Scan the entries below. Return every line that includes "Verify".

Start of TASK INPUTS

PR #8900, opened 2020-08-20
Fixes #30488 - Make download_concurrency configurable

sjha4:
The current default download concurrency is 20 for pulp3. With this change, https://github.com/pulp/pulpcore/pull/832 the new default is 10. This Katello change exposes that as a field on remotes so we can configure it on katello repos if needed.
To test:
1. Create a repo
2. Check the remote in pulp 
curl --cert /etc/pki/katello/certs/pulp-client.crt --key /etc/pki/katello/private/pulp-client.key https://`hostname`/pulp/api/v3/remotes/rpm/rpm/ | python -m json.tool
3. Verify that the remote is created with the default value.
4. Open to suggestions on this part. To change the concurrency and propagate change to pulp, go to console.
```
repo = Katello::Repository.find(_id_) 
repo.root.update!(:download_concurrency=>15)
smart_proxy = SmartProxy.pulp_master
repo.backend_service(smart_proxy).update_remote

```
5. Re-sync the repo. Verify it succeeds with updated value.

### DIFF
--- a/app/controllers/katello/api/v2/repositories_controller.rb
+++ b/app/controllers/katello/api/v2/repositories_controller.rb
@@ -43,6 +43,7 @@ module Katello
       param :docker_upstream_name, String, :desc => N_("Name of the upstream docker repository")
       param :docker_tags_whitelist, Array, :desc => N_("Comma separated list of tags to sync for Container Image repository")
       param :download_policy, ["immediate", "on_demand", "background"], :desc => N_("download policy for yum repos (either 'immediate', 'on_demand', or 'background (deprecated)')")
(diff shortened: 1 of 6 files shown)


sjha4:
So I had a chat with Justin about this yesterday and he is OK with adding this to the API and have the download concurrency be updated from hammer.
Users can use that like below :
hammer -r repository update --download-concurrency 15 --id 1
Also, update --help should show them the help text for update:
Screenshot from 2020-08-25 09-58-52

Also, note that although this field would be relevant only for pulp3, the model still has the field on pulp2 repos and we are not adding any checks in hammer/api to stop users from updating this on pulp2 repos.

End of TASK INPUTS

## RESPONSE AREA:
3. Verify that the remote is created with the default value.
5. Re-sync the repo. Verify it succeeds with updated value.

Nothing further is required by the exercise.